==== DATASET EXCERPTS ====
PR #1073, opened 2018-11-27
Add Scan Report Content Composer

swaterkamp:
This PR introduces the content composer for triggering alerts for and downloading of reports.


gsa/src/gmp/commands/users.js
```diff
@@ -267,6 +270,38 @@ class UserCommand extends EntityCommand {
...
+      const {setting = {}} = data.get_settings.get_settings_response;
+      const {value} = setting;
+      let defaults;
+
+      try {
+        defaults = JSON.parse(value);
+      }
+      catch (e) {
+        log.warn('Could not parse report composer defaults');
+        return;
```
bjoernricks: Maybe return sane defaults for the reportcomposerdefaults here?

gsa/src/web/components/dialog/composercontent.js
```diff
@@ -0,0 +1,121 @@
...
+`;
+
+const ComposerContent = ({
+  applyOverrides,
+  filterString,
+  includeNotes,
+  includeOverrides,
+  onValueChange,
+}) => {
+  return (
```
bjoernricks: Syntax could be shortened
```javascript
}) => (
```

gsa/src/web/components/dialog/composercontent.js
```diff
@@ -0,0 +1,121 @@
...
+      </FormGroup>
+    </Layout>
+  );
+};
+
+ComposerContent.propTypes = {
+  applyOverrides: PropTypes.numberOrNumberString,
+  filterString: PropTypes.string,
+  includeNotes: PropTypes.number,
+  includeOverrides: PropTypes.number,
```
bjoernricks: I suppose the values should be required. Isn't it an error if undefined values are passed?

gsa/src/web/pages/reports/alertactions.js
```diff
@@ -51,27 +57,32 @@ class AlertActions extends React.Component {
...
     this.onAlertCreated = this.onAlertCreated.bind(this);
+    this.handleOpenTriggerAlertDialog = this.handleOpenTriggerAlertDialog.bind(this); /* eslint-disable-line max-len */
+    this.handleCloseTriggerAlertDialog = this.handleCloseTriggerAlertDialog.bind(this); /* eslint-disable-line max-len */
+    this.handleValueChange = this.handleValueChange.bind(this);
   }
 
   componentDidMount() {
     const {gmp} = this.props;
+    this.props.loadReportComposerDefaults();
     gmp.alerts.getAll().then(response => {
```
bjoernricks: Because the alerts are only necessary when opening the composer now, maybe be should load them only on demand when opening the composer dialog. Also it would be better to load them from the store.

gsa/src/web/pages/reports/alertactions.js
```diff
@@ -81,49 +92,95 @@ class AlertActions extends React.Component {
...
+    const {
+      filter,
       gmp,
       report,
-      filter,
       showErrorMessage,
       showSuccessMessage,
     } = this.props;
 
+    filter.set('notes', includeNotes);
```
bjoernricks: Because set mutates the filter it would be better to create a copy before updating it.
```suggestion
    const newfilter = filter.copy()
    newfilter.set('notes', includeNotes);
```

gsa/src/web/pages/reports/alertactions.js
```diff
@@ -81,49 +92,95 @@ class AlertActions extends React.Component {
...
+
     this.handleInteraction();
 
+    if (storeAsDefault) {
+      const defaults = {
+        applyOverrides,
+        includeNotes,
+        includeOverrides,
+      };
+      this.props.saveReportComposerDefaults(defaults);
```
bjoernricks: IMHO not assigning the new object to a variable looks better
```javascript
this.props.saveReportComposerDefaults({
  applyOverrides,
  includeNotes,
  includeOverrides,
});
```

gsa/src/web/pages/reports/alertactions.js
```diff
@@ -81,49 +92,95 @@ class AlertActions extends React.Component {
...
-      alerts: [alert, ...alerts],
-      alert_id: alert.id,
+      showTriggerAlertDialog: false,
     });
   }
 
+  onAlertCreated(response) {
+    const {alerts} = this.state;
+    const {gmp} = this.props;
+    gmp.alert.get({id: response.data.id}).then(resp => {
```
bjoernricks: Would also be better to load the alert from the store too but that's a bit more difficult.

gsa/src/web/pages/reports/detailspage.js
```diff
@@ -554,6 +590,20 @@ class ReportDetails extends React.Component {
...
+            applyOverrides={applyOverrides}
+            filter={filter}
+            includeNotes={includeNotes}
+            includeOverrides={includeOverrides}
+            reportFormatId={reportFormatId}
+            reportFormats={reportFormats}
+            storeAsDefault={storeAsDefault}
+            onClose={this.handleCloseDownloadReportDialog}
+            onSave={this.handleReportDownload}
+            onValueChange={this.handleValueChange}
```
bjoernricks: I don't think the dialog should update the values in the state of the detailspage directly. This will cause unnecessary rerendering of the report details page. Instead use uncontrolled values in the dialog only update the state at the details page on save.

bjoernricks: It seems you are already doing this because you aren't using onValueChange in DownloadReportDialog. Please remove this line and the handleValueChange method then.

gsa/src/gmp/commands/users.js
swaterkamp: That would silently swallow the error disregarding that something is wrong in the database. In case the settings can't be loaded, sane defaults are set in the props for DownloadReportDialog and TriggerAlertDialog. If any of the defaults is undefined, they'll get set there.

bjoernricks: I think your code will crash currently in this case because you are expecting a response object in your action creator (access to response.data) and will get only undefined. Instead of returning sane defaults via return response.setData(...) you could also throw an exception and therefore cause the promise catch path to create an error action.

gsa/src/gmp/commands/users.js
```diff
@@ -45,6 +45,8 @@ import {parseInt} from '../parser';
 import EntitiesCommand from './entities';
 import EntityCommand from './entity';
 
+import {COMPOSER_CONTENT_DEFAULTS} from 'web/components/dialog/composercontent';
```
bjoernricks: Sorry the gmp part must not depend on the web part. You could define the defaults here and import them in the web part or you only return an empty object and set the defaults. The only aim is to ensure not to crash if an error did occur.

gsa/src/web/pages/reports/alertactions.js
```diff
@@ -152,16 +150,15 @@ class AlertActions extends React.Component {
...
   onAlertCreated(response) {
-    const {alerts} = this.state;
-    const {gmp} = this.props;
-    gmp.alert.get({id: response.data.id}).then(resp => {
-      const alert = resp.data;
-      this.setState({
-        alerts: [alert, ...alerts],
-        alertId: alert.id,
+    this.props.loadAlerts().then(() => {
+      this.props.loadAlert(response.data.id).then(resp => {
```
bjoernricks: Not sure if both can't be loaded in parallel instead.

gsa/src/web/pages/reports/alertactions.js
```diff
@@ -152,16 +150,15 @@ class AlertActions extends React.Component {
   }
 
   onAlertCreated(response) {
```
bjoernricks: Do you need the full information of response? I suppose only passing the alertId would be fine here.

gsa/src/web/pages/reports/alertactions.js
```diff
@@ -152,16 +150,15 @@ class AlertActions extends React.Component {
...
-    gmp.alert.get({id: response.data.id}).then(resp => {
-      const alert = resp.data;
-      this.setState({
-        alerts: [alert, ...alerts],
-        alertId: alert.id,
+    this.props.loadAlerts().then(() => {
+      this.props.loadAlert(response.data.id).then(resp => {
+        const alert = resp.data;
+        this.setState({
+          alertId: alert.id,
```
bjoernricks: Why not use the passed alert id here (currently from response object of onAlertCreated)?

bjoernricks:
Looks good :+1:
====
WHAT THE TASK ASKS ▸ Using the entries above, find all lines with "currently". Copy them.

PROBLEM SOLUTION ▸
bjoernricks: I think your code will crash currently in this case because you are expecting a response object in your action creator (access to response.data) and will get only undefined. Instead of returning sane defaults via return response.setData(...) you could also throw an exception and therefore cause the promise catch path to create an error action.
bjoernricks: Why not use the passed alert id here (currently from response object of onAlertCreated)?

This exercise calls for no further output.